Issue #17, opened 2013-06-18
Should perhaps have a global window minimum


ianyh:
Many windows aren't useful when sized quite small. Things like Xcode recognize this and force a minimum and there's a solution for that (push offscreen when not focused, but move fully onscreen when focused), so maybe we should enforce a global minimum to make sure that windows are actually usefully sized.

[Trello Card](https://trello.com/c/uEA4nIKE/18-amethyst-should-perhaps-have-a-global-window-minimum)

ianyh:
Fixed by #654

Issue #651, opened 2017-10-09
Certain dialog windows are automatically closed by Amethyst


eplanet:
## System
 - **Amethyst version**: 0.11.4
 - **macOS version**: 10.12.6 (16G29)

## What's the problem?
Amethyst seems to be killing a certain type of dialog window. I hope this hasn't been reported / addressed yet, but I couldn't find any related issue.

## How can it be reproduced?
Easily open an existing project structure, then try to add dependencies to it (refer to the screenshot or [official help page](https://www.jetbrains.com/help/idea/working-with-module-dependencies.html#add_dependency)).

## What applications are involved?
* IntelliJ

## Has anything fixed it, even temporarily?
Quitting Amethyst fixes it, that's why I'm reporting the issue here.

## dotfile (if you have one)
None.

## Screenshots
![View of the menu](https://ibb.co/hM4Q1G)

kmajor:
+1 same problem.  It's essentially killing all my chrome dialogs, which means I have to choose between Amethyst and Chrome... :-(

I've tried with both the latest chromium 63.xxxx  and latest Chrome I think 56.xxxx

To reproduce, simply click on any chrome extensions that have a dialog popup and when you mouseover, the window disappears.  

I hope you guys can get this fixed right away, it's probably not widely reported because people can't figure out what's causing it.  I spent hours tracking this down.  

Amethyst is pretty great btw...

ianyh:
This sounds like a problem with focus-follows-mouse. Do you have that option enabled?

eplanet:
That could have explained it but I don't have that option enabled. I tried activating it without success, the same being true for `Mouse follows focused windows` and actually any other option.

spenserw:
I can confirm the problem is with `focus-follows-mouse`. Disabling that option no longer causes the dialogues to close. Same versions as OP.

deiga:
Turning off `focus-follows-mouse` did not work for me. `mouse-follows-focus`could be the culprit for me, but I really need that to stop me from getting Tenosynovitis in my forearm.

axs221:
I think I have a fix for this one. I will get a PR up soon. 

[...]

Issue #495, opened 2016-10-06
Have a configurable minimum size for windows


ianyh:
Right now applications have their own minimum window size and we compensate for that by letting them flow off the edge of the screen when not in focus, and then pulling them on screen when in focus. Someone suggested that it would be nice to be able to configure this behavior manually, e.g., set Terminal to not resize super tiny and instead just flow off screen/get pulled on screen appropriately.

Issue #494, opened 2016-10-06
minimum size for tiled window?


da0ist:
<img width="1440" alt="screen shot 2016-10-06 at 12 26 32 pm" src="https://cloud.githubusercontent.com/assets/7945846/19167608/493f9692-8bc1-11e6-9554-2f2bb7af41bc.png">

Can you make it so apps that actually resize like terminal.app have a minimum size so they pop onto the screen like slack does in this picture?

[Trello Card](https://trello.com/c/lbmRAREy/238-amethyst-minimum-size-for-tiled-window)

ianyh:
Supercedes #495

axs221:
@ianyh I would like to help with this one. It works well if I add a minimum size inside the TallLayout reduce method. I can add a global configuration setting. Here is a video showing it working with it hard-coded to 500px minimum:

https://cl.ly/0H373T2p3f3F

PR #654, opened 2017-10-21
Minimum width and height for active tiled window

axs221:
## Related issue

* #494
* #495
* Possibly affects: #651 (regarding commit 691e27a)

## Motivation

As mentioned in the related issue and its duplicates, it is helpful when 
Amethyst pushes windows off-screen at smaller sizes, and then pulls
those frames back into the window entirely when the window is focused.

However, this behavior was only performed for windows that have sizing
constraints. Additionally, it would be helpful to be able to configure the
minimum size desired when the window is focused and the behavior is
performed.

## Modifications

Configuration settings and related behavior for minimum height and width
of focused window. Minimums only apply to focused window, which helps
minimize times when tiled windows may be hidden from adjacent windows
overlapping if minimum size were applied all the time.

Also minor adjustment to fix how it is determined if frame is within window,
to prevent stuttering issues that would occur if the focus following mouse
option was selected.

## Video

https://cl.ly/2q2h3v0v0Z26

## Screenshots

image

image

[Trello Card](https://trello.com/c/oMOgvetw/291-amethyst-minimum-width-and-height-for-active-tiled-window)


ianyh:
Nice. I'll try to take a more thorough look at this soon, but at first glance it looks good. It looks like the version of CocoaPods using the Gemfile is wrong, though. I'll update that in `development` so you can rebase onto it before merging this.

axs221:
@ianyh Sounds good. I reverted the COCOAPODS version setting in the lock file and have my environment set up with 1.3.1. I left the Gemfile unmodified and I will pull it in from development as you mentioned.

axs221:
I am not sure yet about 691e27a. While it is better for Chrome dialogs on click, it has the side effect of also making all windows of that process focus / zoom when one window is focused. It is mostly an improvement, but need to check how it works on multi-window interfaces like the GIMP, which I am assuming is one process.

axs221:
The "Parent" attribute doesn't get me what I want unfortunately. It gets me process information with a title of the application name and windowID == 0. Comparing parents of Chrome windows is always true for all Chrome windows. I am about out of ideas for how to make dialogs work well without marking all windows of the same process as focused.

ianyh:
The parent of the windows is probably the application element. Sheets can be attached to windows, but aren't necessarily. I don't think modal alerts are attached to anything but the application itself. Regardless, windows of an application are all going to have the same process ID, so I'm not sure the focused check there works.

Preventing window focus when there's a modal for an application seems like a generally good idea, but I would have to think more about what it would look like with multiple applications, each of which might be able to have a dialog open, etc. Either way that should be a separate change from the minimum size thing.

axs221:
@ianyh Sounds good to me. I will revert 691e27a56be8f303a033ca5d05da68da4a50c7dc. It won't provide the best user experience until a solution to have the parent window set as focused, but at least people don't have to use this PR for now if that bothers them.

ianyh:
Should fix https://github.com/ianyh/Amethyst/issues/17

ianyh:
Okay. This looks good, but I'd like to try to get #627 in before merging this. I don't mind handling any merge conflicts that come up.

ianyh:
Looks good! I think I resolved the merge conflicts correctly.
...
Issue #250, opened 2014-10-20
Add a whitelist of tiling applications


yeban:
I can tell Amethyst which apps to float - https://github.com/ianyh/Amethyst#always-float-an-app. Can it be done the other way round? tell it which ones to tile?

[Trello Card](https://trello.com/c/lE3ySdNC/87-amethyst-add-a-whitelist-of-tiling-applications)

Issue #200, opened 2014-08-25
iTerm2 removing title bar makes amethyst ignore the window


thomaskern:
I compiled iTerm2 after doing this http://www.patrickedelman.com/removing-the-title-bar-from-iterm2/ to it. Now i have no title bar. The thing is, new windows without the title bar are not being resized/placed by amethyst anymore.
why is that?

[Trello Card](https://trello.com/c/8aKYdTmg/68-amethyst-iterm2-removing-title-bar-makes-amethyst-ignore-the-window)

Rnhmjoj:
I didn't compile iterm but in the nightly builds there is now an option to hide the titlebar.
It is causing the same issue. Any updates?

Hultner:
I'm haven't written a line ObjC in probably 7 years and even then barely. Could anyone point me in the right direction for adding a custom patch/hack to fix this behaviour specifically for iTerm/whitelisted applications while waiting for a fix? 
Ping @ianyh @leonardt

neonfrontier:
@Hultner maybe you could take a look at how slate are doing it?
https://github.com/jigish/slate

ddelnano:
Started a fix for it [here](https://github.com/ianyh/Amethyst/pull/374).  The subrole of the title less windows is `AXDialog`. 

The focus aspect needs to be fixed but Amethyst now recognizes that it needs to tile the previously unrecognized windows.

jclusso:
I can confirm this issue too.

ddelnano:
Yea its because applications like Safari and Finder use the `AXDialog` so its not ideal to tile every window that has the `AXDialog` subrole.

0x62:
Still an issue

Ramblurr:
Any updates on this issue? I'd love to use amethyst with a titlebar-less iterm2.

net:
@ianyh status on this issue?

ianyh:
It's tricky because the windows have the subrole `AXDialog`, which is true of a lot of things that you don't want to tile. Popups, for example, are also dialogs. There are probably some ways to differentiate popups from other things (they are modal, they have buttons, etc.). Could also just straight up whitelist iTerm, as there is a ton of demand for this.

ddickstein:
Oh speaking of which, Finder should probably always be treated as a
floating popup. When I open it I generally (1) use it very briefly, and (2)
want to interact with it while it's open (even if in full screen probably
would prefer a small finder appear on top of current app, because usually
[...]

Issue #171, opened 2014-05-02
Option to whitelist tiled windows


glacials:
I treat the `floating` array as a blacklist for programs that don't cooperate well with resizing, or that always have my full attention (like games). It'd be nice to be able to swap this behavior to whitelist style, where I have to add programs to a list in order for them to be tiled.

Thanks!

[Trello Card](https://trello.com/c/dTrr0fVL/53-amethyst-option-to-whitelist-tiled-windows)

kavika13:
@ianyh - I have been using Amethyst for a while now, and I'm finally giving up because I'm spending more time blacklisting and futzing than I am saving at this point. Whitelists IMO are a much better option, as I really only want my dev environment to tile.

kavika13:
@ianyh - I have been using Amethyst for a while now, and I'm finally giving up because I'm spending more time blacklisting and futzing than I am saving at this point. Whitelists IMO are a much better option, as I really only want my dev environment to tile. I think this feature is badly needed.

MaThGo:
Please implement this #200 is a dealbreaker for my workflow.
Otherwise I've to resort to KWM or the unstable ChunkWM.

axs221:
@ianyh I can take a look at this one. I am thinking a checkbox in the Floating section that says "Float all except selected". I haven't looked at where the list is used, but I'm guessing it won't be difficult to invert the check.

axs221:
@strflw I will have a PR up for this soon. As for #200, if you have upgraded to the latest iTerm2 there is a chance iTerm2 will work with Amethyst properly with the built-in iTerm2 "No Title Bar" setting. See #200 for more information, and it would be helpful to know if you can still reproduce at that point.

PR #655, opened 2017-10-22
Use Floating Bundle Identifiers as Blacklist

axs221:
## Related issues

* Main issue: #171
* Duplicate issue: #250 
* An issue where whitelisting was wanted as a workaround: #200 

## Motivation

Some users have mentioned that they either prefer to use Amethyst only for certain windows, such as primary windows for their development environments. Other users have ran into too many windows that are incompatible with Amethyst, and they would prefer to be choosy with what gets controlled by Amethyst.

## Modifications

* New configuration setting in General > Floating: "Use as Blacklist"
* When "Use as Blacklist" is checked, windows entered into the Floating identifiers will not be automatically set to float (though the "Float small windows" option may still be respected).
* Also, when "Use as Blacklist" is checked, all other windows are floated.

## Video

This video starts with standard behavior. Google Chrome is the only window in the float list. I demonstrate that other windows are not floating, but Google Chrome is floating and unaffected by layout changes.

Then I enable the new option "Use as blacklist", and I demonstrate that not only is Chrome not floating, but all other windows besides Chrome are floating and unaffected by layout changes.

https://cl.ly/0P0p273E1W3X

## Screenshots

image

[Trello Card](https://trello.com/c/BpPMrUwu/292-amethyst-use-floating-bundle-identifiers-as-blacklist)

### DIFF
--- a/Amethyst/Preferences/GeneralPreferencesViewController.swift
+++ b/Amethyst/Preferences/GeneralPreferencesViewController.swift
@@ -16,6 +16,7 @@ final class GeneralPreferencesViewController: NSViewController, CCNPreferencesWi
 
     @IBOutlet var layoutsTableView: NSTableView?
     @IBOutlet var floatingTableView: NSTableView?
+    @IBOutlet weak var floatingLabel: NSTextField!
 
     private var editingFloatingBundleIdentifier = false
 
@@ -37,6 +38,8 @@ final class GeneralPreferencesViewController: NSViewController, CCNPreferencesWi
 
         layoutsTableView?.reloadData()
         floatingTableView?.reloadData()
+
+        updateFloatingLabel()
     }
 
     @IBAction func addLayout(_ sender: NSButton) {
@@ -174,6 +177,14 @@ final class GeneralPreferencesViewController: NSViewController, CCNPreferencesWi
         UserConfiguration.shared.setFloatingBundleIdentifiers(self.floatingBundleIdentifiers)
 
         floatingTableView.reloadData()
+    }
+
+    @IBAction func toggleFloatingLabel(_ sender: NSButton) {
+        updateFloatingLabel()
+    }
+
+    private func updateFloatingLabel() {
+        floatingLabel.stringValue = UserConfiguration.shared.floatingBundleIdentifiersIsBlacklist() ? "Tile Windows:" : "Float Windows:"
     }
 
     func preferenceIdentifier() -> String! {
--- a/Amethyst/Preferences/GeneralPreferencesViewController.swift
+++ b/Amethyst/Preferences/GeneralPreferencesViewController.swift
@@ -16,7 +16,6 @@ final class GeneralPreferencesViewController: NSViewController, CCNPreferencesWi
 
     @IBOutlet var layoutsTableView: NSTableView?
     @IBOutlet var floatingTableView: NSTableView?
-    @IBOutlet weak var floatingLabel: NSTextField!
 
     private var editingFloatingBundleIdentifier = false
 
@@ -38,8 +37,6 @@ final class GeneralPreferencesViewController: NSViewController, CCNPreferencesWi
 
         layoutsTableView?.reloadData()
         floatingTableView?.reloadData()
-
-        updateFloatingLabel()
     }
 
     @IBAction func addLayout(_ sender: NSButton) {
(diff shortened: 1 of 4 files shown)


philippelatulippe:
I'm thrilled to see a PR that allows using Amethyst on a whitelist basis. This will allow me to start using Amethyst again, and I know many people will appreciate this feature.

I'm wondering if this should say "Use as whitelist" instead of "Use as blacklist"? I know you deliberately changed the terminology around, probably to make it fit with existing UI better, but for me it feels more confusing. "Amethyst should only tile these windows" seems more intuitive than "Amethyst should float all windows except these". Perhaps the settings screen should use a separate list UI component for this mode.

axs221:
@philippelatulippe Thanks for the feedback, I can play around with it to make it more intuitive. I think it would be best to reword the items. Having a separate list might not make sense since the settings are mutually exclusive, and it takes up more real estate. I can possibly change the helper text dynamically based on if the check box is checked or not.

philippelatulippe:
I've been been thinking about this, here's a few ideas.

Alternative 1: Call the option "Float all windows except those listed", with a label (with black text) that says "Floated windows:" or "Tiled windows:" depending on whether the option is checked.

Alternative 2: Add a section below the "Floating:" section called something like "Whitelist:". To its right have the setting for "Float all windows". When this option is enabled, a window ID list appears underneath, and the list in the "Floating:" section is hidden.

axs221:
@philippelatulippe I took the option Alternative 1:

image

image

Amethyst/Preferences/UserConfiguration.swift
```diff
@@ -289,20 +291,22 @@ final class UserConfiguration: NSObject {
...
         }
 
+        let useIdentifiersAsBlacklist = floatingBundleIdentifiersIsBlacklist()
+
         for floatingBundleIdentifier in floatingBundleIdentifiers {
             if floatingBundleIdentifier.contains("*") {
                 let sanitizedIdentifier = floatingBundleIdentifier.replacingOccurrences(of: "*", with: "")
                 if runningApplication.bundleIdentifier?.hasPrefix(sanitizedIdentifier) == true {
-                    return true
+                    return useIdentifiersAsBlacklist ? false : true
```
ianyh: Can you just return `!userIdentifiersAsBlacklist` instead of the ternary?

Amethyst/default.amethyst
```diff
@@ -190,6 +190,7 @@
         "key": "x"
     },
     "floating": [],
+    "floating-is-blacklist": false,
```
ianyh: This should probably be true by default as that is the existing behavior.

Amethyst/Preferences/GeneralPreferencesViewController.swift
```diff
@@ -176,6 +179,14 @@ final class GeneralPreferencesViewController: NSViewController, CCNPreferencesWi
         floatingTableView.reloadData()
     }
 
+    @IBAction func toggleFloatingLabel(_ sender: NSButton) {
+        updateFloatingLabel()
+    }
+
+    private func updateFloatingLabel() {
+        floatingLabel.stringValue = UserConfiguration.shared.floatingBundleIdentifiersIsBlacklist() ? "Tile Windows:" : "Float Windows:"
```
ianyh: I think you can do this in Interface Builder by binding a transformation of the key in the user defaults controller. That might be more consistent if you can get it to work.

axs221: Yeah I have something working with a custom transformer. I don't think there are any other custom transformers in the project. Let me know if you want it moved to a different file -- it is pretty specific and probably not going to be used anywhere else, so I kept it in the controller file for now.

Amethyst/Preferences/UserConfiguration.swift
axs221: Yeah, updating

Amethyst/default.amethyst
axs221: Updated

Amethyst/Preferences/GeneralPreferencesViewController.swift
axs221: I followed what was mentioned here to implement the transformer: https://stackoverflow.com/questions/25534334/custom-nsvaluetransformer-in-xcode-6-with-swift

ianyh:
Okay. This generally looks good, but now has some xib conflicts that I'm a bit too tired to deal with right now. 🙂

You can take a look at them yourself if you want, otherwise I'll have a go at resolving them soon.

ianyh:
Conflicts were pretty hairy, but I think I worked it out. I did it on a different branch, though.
==
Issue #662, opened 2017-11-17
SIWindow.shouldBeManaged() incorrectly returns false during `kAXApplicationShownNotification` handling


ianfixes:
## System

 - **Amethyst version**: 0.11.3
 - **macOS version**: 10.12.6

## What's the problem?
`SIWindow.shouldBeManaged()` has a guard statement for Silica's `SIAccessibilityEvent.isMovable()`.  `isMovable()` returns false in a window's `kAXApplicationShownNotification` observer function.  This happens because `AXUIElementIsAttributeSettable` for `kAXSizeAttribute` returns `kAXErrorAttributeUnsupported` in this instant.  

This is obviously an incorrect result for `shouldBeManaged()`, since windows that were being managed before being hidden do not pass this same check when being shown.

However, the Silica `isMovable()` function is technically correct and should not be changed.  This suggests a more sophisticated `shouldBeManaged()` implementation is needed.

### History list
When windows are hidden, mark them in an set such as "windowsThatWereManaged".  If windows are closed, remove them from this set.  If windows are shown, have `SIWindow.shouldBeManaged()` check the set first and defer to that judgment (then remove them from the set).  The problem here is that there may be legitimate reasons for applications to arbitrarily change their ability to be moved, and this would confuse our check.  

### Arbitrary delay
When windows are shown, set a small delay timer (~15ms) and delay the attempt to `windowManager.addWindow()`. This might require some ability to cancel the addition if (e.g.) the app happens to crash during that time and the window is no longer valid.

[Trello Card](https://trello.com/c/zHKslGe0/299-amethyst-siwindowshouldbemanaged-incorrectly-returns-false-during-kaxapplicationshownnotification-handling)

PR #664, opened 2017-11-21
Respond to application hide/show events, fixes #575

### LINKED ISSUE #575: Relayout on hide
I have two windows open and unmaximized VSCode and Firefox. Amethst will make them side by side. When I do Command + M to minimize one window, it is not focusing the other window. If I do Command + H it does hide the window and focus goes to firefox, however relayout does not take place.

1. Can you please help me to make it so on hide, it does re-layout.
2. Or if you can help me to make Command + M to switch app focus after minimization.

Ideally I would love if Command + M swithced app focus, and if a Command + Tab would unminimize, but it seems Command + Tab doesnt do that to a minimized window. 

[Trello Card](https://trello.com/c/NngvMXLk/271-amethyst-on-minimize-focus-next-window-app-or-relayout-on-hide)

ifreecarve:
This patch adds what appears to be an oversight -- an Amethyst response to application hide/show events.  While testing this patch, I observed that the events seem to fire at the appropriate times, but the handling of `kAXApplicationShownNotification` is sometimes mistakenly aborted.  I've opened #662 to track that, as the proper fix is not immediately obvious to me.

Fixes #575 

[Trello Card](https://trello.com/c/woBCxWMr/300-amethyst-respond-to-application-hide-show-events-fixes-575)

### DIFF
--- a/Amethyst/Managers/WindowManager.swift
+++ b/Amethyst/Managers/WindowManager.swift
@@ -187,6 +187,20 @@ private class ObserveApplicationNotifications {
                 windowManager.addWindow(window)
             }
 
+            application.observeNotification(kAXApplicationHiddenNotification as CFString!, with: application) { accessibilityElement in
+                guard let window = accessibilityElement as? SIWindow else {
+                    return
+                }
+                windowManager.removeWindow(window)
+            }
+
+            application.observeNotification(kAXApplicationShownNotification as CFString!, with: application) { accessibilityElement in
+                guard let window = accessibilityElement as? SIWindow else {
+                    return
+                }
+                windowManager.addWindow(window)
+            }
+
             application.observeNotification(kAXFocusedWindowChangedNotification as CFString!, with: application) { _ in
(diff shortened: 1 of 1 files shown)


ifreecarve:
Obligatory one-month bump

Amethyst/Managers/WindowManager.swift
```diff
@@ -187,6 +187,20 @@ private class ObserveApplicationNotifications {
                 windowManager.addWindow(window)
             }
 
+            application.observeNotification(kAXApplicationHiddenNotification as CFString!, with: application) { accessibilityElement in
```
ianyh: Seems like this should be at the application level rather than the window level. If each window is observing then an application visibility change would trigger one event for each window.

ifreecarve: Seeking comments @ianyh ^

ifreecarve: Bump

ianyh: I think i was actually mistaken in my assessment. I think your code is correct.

● **Directions**
Of the lines in the data, report each one containing the string "them".

● **The completed task**
Right now applications have their own minimum window size and we compensate for that by letting them flow off the edge of the screen when not in focus, and then pulling them on screen when in focus. Someone suggested that it would be nice to be able to configure this behavior manually, e.g., set Terminal to not resize super tiny and instead just flow off screen/get pulled on screen appropriately.
@ianyh Sounds good to me. I will revert 691e27a56be8f303a033ca5d05da68da4a50c7dc. It won't provide the best user experience until a solution to have the parent window set as focused, but at least people don't have to use this PR for now if that bothers them.
I treat the `floating` array as a blacklist for programs that don't cooperate well with resizing, or that always have my full attention (like games). It'd be nice to be able to swap this behavior to whitelist style, where I have to add programs to a list in order for them to be tiled.
You can take a look at them yourself if you want, otherwise I'll have a go at resolving them soon.
When windows are hidden, mark them in an set such as "windowsThatWereManaged".  If windows are closed, remove them from this set.  If windows are shown, have `SIWindow.shouldBeManaged()` check the set first and defer to that judgment (then remove them from the set).  The problem here is that there may be legitimate reasons for applications to arbitrarily change their ability to be moved, and this would confuse our check.  
I have two windows open and unmaximized VSCode and Firefox. Amethst will make them side by side. When I do Command + M to minimize one window, it is not focusing the other window. If I do Command + H it does hide the window and focus goes to firefox, however relayout does not take place.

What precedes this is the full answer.